Who’s guarding Apple’s Foxconn chicken coop?

Last week, the Fair Labor Association released a report on its “independent investigation” of Apple supplier Foxconn, which employs 1.2 million workers and is China’s largest private employer and single exporter. I discussed the FLA report, and labor rights in the U.S. and China, trade, jobs and currency with C. Fred Bergsten, Director of the Peterson Institute for International Economics, and Judy Gearhart, Executive Director of the International Labor Rights Forum, on NPR’s Diane Rehm Show this morning.

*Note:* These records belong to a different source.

PR #1521, opened 2016-06-08
Improved server logging

necaris:
Takes #1492 and adds to it, defaulting logging to `sys.stdout` and adding documentation strings for the new parameters. 

As far as basic logging of output this is already done, however we will probably want to add more specific logging for different scenarios -- this can be in this PR or in a future update.

### DIFF
--- a/blaze/server/server.py
+++ b/blaze/server/server.py
@@ -21,7 +21,7 @@ import flask
 from flask import Blueprint, Flask, Response
 from flask.ext.cors import cross_origin
 from werkzeug.http import parse_options_header
-from toolz import valmap
+from toolz import valmap, compose
 
 import blaze
 from blaze import compute, resource
@@ -71,9 +71,11 @@ def _logging(func):
     @wraps(func)
     def _logger(*args, **kwargs):
         logger = flask.current_app.logger
-        logger.debug("Calling %s" % func.__name__)
-        ret = func(*args, **kwargs)
-        logger.debug("Leaving %s" % func.__name__)
+        try:
+            logger.debug("Calling %s" % func.__name__)
+            ret = func(*args, **kwargs)
+        finally:
+            logger.debug("Leaving %s" % func.__name__)
         return ret
     return _logger
 
@@ -96,6 +98,10 @@ def ensure_dir(path):
     except OSError as e:
         if e.errno != errno.EEXIST:
             raise
+
+# Default for logging exception tracebacks is to simply use the standard
+# `traceback.format_tb`
+_default_log_exception_formatter = compose(''.join, traceback.format_tb)
 
 
 def _register_api(app, options, first_registration=False):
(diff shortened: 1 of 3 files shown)


necaris:
@kwmsmith Without knowing more about what users want to track in the server this is pretty much good to go -- I just added a couple of debug logging calls and defaulting to `stdout` to your initial work.

kwmsmith:
@necaris great.

@llllllllll thoughts?

llllllllll:
I like it! ping @richafrank

blaze/server/server.py
```diff
@@ -62,6 +67,17 @@ class RC(object):
 _no_default = object()  # sentinel
 
 
+def _logging(func):
+    @wraps(func)
+    def _logger(*args, **kwargs):
+        logger = flask.current_app.logger
+        logger.debug("Calling %s" % func.__name__)
+        ret = func(*args, **kwargs)
+        logger.debug("Leaving %s" % func.__name__)
```
richafrank: Would it be useful to log "Leaving" in the exception case, i.e. should this be in a `finally`?

richafrank:
I was looking for any danger in returning exception tracebacks to endpoint consumers, but since those consumers would have passed `authorization` already, I think any such danger is mitigated.

blaze/server/server.py
```diff
@@ -562,10 +600,13 @@ def log_time(start=time()):
...
                                         odo_kwargs)
         except NotImplementedError as e:
-            return ("Computation not supported:\n%s" % e, RC.NOT_IMPLEMENTED)
+            error_msg = "Computation not supported:\n%s\n%s" % (e, traceback.format_exc())
+            app.logger.error(error_msg)
+            return (error_msg, RC.NOT_IMPLEMENTED)
         except Exception as e:
-            return ("Computation failed with message:\n%s: %s" % (type(e).__name__, e),
-                    RC.INTERNAL_SERVER_ERROR)
+            error_msg = "Computation failed with message:\n%s: %s\n%s" % (type(e).__name__, e, traceback.format_exc())
```
llllllllll: Could we make the `format_exc` function configurable? The use case that we have is that we run an extension of blaze server which may potentially have sensitive information in the traceback, we would like to filter the information the client sees before sending it over. I was thinking a function from traceback to str.

To pass the traceback to the function in a py2/3 compat way we could do:

```python
    tbmsg = serialize_traceback(sys.exc_info()[2])  # it is important not to store exc_info or the tb in a local
```

By default it could be `toolz.compose(''.join, traceback.format_tb)` which will do the same as it is currently doing.

Also, how do you feel about printing the traceback and then the  error. Right now the format will look like:

```
client tb
server  error message
server tb
```

and I think it may be nicer as:

```
client tb
server tb
server error message
```

necaris:
@kwmsmith @llllllllll Added requested configurability in https://github.com/blaze/blaze/pull/1521/commits/be85e1aea9551623b1af8d3293ff2017b6ad25da

kwmsmith:
@necaris thoughts on the travis failures?  They aren't obvious to me...

necaris:
@kwmsmith Thanks for pointing them out! Looking into them now, I'm doing some refactoring to make them pass and adding some tests too.

necaris:
@kwmsmith Apologies for the half-baked PR. It should be good to go now -- refactored the configurable exception logging and added tests for it.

There are serious questions about the “independence” of the FLA report, which was commissioned by Apple to conduct the investigation; Apple is a major contributor to FLA’s activities.  Furthermore, although the report raised important issues such as excessive and unpaid overtime and health and safety concerns, it failed to address others, such as Foxconn’s harsh management practices and public humiliation of employees (well documented by groups such as the Hong Kong based Students and Scholars Against Corporate Misbehavior), Foxconn’s systematic abuse of forced interns, and China’s refusal to permit free, fair and independent trade union elections (although the report does acknowledge that company officials dominate local unions in Foxconn plants and it calls for open, democratic elections of union officials, it fails to address the  fact that all unions in China must belong to the All China Confederation of Trade Unions, which is controlled by the government). Without the protections afforded by free, independent trade unions, it is unlikely that Apple or Foxconn will ever make good on the promised improvements in wages and working conditions in these factories.

Problems with excessive overtime, widespread safety problems and the absence of worker safety and health programs have been well known at Foxconn since 2006. Apple publicly promised at that time that it would correct these problems. The new FLA reports promise that excessive overtime will be eliminated by July 2013, 15 months from now. Apple could end this problem in a matter of weeks, not months or years, simply by raising the prices it pays for Foxconn’s products and then directing Foxconn to raise wages and hire more workers. The solutions are obvious. Engrained behaviors, however, are hard to change.

–The author thanks Ross Eisenbrey  and Scott Nova for helpful comments.